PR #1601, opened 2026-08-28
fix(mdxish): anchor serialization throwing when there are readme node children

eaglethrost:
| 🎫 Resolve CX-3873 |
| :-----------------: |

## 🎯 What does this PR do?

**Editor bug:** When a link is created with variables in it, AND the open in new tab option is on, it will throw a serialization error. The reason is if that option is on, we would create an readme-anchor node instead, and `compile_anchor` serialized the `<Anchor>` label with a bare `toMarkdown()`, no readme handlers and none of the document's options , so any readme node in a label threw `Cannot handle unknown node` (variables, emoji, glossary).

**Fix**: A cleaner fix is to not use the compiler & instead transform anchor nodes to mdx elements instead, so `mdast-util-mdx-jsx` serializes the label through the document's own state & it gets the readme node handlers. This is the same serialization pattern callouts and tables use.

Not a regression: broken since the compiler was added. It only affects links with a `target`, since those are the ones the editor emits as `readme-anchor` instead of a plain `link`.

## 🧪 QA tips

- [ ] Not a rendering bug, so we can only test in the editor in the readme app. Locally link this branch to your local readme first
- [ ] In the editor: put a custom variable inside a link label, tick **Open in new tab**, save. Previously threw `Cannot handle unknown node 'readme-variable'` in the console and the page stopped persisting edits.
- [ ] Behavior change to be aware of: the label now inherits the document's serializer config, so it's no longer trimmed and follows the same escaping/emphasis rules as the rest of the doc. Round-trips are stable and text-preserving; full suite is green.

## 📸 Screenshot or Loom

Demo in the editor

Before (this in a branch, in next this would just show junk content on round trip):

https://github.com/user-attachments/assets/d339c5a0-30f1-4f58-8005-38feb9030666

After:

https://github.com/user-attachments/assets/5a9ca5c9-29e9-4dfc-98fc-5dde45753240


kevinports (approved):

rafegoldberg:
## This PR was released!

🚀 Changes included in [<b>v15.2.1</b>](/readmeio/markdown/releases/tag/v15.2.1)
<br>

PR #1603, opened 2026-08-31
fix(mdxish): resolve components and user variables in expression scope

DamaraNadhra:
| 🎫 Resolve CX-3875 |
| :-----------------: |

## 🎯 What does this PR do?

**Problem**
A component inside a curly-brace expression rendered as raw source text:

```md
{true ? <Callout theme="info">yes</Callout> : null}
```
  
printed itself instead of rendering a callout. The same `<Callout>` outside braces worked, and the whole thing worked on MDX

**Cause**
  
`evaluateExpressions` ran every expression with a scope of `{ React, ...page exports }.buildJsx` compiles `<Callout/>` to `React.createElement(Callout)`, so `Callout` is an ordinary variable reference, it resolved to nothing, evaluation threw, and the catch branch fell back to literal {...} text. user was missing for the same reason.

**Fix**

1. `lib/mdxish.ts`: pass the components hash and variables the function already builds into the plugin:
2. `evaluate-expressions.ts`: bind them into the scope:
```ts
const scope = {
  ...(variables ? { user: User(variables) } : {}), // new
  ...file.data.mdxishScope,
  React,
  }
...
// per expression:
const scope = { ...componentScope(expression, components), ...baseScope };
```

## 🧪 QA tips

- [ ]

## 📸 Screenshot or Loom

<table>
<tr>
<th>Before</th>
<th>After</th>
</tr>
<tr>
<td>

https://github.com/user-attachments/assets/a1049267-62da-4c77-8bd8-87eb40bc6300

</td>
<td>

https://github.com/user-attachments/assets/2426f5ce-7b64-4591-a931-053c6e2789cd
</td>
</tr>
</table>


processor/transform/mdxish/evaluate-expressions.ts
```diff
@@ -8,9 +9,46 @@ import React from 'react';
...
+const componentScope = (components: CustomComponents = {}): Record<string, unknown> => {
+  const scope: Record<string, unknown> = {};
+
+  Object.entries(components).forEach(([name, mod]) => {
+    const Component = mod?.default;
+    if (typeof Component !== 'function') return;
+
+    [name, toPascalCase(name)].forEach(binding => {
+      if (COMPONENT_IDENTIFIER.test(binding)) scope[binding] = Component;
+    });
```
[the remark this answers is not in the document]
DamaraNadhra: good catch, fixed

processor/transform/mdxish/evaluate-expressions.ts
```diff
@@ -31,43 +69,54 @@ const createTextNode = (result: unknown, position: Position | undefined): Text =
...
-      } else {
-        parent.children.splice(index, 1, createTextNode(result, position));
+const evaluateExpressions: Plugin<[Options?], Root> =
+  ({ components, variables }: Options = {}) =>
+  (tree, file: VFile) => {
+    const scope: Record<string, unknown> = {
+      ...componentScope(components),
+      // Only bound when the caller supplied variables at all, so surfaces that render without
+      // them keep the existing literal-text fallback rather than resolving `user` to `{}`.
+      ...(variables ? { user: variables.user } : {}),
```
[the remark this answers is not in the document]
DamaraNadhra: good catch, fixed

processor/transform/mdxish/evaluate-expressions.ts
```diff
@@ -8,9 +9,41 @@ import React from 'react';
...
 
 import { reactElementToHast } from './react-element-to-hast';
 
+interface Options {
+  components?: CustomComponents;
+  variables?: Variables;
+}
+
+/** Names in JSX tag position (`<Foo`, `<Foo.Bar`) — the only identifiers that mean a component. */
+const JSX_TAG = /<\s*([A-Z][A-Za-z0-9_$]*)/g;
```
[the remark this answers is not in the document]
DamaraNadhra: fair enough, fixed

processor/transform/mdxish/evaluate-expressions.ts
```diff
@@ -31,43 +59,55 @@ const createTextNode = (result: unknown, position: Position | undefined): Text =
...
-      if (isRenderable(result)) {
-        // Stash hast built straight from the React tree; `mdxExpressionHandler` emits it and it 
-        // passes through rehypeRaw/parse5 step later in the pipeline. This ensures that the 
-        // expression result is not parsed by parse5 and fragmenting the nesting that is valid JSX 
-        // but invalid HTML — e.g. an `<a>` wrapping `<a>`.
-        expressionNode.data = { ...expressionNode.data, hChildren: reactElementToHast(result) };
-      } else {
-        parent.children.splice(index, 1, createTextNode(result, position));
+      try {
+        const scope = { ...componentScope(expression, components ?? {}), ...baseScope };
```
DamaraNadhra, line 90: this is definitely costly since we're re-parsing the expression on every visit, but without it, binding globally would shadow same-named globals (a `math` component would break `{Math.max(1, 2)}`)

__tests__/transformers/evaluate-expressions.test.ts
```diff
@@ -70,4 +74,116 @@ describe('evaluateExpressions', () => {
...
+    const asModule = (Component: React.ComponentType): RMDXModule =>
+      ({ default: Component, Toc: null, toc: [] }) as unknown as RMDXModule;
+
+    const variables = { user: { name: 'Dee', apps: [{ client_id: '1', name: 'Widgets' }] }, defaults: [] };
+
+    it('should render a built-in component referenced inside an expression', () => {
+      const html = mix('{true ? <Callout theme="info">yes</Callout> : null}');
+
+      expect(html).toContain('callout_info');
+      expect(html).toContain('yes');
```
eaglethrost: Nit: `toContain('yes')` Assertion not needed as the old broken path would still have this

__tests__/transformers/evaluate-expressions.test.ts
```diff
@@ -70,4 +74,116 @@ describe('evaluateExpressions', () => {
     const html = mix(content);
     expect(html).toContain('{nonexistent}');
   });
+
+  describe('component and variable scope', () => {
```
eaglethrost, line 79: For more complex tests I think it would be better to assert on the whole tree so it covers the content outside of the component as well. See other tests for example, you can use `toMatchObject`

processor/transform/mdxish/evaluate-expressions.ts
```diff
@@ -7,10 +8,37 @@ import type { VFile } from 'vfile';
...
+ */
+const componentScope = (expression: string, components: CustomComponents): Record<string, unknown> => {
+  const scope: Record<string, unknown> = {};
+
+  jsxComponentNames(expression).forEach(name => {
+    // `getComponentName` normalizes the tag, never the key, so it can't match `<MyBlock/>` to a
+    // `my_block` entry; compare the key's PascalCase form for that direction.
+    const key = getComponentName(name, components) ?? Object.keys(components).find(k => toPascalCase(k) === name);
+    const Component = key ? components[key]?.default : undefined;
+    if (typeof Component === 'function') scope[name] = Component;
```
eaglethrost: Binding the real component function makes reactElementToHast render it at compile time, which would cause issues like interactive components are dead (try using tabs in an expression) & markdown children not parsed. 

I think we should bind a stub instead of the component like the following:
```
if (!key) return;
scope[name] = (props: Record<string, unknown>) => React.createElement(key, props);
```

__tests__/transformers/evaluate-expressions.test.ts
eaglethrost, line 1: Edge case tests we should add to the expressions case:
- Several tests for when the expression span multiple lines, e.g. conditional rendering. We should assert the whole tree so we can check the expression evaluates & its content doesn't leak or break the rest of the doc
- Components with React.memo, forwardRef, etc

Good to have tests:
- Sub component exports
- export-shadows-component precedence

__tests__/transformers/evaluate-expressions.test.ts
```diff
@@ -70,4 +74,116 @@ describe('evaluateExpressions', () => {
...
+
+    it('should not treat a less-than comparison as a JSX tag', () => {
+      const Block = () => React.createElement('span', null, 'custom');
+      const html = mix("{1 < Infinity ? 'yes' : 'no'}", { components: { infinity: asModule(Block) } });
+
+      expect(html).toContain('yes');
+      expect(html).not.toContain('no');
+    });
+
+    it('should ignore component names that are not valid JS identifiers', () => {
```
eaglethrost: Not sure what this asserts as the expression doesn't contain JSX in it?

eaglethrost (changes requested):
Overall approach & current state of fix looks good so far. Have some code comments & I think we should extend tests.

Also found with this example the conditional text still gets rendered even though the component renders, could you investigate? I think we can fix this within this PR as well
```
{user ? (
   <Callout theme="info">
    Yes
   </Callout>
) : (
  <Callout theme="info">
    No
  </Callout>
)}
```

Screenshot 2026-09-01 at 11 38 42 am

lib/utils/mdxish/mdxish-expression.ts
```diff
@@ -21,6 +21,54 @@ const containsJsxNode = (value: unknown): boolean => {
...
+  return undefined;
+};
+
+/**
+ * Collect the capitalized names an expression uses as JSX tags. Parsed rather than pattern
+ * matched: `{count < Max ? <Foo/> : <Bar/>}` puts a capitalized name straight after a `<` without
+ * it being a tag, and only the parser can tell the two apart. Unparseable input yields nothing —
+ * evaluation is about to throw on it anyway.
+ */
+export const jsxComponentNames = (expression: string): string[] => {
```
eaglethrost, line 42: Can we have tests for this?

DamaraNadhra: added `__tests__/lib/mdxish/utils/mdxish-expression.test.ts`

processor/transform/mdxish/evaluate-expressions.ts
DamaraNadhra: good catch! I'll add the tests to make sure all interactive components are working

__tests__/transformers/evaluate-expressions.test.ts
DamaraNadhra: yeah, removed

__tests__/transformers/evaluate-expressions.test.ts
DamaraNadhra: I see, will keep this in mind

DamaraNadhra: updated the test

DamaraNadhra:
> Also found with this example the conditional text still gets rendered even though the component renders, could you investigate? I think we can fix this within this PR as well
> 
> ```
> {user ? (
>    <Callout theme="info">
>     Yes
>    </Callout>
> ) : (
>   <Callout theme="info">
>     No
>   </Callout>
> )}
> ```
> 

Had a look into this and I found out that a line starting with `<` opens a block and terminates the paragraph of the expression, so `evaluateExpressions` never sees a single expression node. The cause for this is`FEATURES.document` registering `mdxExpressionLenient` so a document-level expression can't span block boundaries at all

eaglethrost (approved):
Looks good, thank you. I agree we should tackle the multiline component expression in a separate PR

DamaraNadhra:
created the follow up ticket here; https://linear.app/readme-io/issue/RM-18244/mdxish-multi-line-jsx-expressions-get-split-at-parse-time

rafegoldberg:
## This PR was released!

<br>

--- YOUR GOAL ---
Wherever the string "true" shows up in a line of the records, count that line once. Report the total alone.

--- RESULT BELOW ---
2